Fiberglass and glazing putty or just glazing putty to fill holes?

M

mercedesThomas

I'm just about ready, I bought the epoxy and 2k primer from SPI and a grabber blue Prospray single stage. After referencing "The Perfect Paint Job", I'm a little disappointed I won't be able to finish my painting in a full weekend but I guess I'd rather have quality than speed. The only part where I'm still confused is bodywork. I'll be painting my 1978 Yamaha XS750E that has a metal tank and two plastic side covers and a plastic cowl. I don't think the tank will need any bodywork done to it but the plastic parts will. I've got 3 3/8" holes in the seat cowl where an owner installed a tail light. Would these holes best be filled with fiberglass and glazing putty (I have Evercoat Polyester Glazing Putty) or just the glazing putty? What type of plastic are these UJMs, ABS? Being plastic, would I be able to do the bodywork before I epoxy for the first time or should I defiantly epoxy everything first? Thanks.
 
The first step is to figure out what type of plastic it is-that will determine the correct procedure to use.
 
Bob Hollinshead;29030 said:
The first step is to figure out what type of plastic it is-that will determine the correct procedure to use.
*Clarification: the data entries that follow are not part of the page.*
PR #2844, opened 2024-03-14
Menu search less loading

vicgeralds:
Removes additional debouncing of search in `limel-menu` since we already have debounced change events from the text input.

This means we avoid rendering a loading animation for more than half a second when the searcher resolves instantly.

## Review:

### Browsers tested:

Windows:
- [ ] Chrome
- [ ] Edge
- [ ] Firefox

Linux:
- [ ] Chrome
- [ ] Firefox

macOS:
- [ ] Chrome
- [ ] Firefox
- [ ] Safari

Mobile:
- [ ] Chrome on Android
- [ ] iOS

### DIFF
--- a/src/components/menu/menu.tsx
+++ b/src/components/menu/menu.tsx
@@ -190,6 +190,7 @@ export class Menu {
     private searchInput: HTMLLimelInputFieldElement;
     private portalId: string;
     private triggerElement: HTMLSlotElement;
+    private selectedMenuItem?: MenuItem;
 
     constructor() {
         this.portalId = createRandomString();
@@ -601,6 +602,7 @@ export class Menu {
         selectOnEmptyChildren: boolean = true,
     ) => {
         if (Array.isArray(menuItem?.items) && menuItem.items.length > 0) {
+            this.selectedMenuItem = menuItem;
             this.clearSearch();
             this.currentSubMenu = menuItem;
             this.navigateMenu.emit(menuItem);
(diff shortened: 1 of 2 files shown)


src/components/menu/menu.tsx
```diff
@@ -443,13 +423,18 @@ export class Menu {
...
 
             return;
         }
 
         this.loadingSubItems = true;
 
-        const result = await this.debouncedSearch(query);
+        const result = await this.searcher(query);
+
+        if (this.searchValue !== query) {
```
mjlime, line 435: We set `this.searchValue` to `query` a few lines above, how is this ever supposed to be `true`? The early return from this if-statement also forgets to reset `this.loadingSubItems` to `false`?

src/components/menu/menu.tsx
```diff
@@ -627,6 +615,11 @@ export class Menu {
             const menuLoader = menuItem.items as MenuLoader;
             this.loadingSubItems = true;
             const subItems = await menuLoader(menuItem);
+
+            if (this.selectedMenuItem !== menuItem) {
```
mjlime, line 619: Same as the comment above about this probably never going to return true and thus not work as expected, as well as missing the reset of `this.loadingSubItems` to `false`.

src/components/menu/menu.tsx
vicgeralds: We're awaiting a search request that could take seconds. Meanwhile, other searches that complete faster could be made, or the search is cleared for some reason (`this.clearSearch()` is called from six different places in this component), for example because the component is rendered with new items.

vicgeralds: Not setting `this.loadingSubItems` to `false` is intentional, because we're no longer loading the same search. We expect `this.loadingSubItems` to be set to `false` when the other search completes or when search is cleared.

src/components/menu/menu.tsx
vicgeralds: Right, was missing a reset b9c0f16c9e9af8fde0f342920cc5afe019f25a15

We're setting `this.loadingSubItems` to `false` in `this.clearSearch()` so I think it's covered.

vicgeralds: c13d5483183ce15226cb6e39e0ccfcb54c9d3141

mjlime (dismissed):

jgroth (approved):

Most of the time, there is a location on the back side of plastic panels identifying the type of plastic they are made of. Look for two or three letters that abbreviate a type of plastic. Example: ABS, PP, etc..
 
I can't seem to find any letters on any of the plastic bits.
 
shave off a hair of a sliver and see if it floats in water.
 
Great idea. Reading elsewhere, I see Polypropylene and Polyethylene float but ABS and PVC do not. How does this effect the patching? Will I epoxy first regardless? If so, it would seem to me that the patching method would be irrelevant to the type of plastic. No?
 
If it floats it's a Thermoplastic polyolefin, if it sinks it's a Thermoset polyolefin. Being it's a 78' model I doubt it could be a polycarbonate. The type of plastic you have is weldable-which is best for large repairs but being they are only 3/8" holes you can do the repairs with two-component repair materials. There's a lot of them available from Fusor, 3M, SEM, and many others. You'll want to taper them holes back to increase the surface area of the bond. SEM has a material that works for numerous problem plastics like most of these: http://www.semproducts.com/product-catalog/repair-materials/mini-max/
I've used this numerous times with good results: http://www.semproducts.com/product-catalog/repair-materials/dual-mix/fillers/problem-plastic-repair-material/
And this:http://www.lord.com/products-and-solutions/adhesives/automotive-repair-adhesives/product.xml/314

Wash well with SPI waterborne wax and grease remover then taper back the repair area at slow speed not to melt the plastic, sand the whole bond area by hand with 80 grit and clean again with SPI then follow the directions of the repair material manufacturer for application.
 
Thanks so much for the help! This sounds like its for doing before epoxy, I thought the SPI guys like to epoxy everything first.
 
JMO...If it was just a cosmetic repair there wouldn't be any issues with properly applying SPI epoxy and doing some fill work over it but with holes right through the plastic I'd want to plug it with a plastic repair material and have the hole tapered on both sides for some good surface area-trying to fill something like that with a polyester would probably show after some heat cycles-but maybe not, let us know!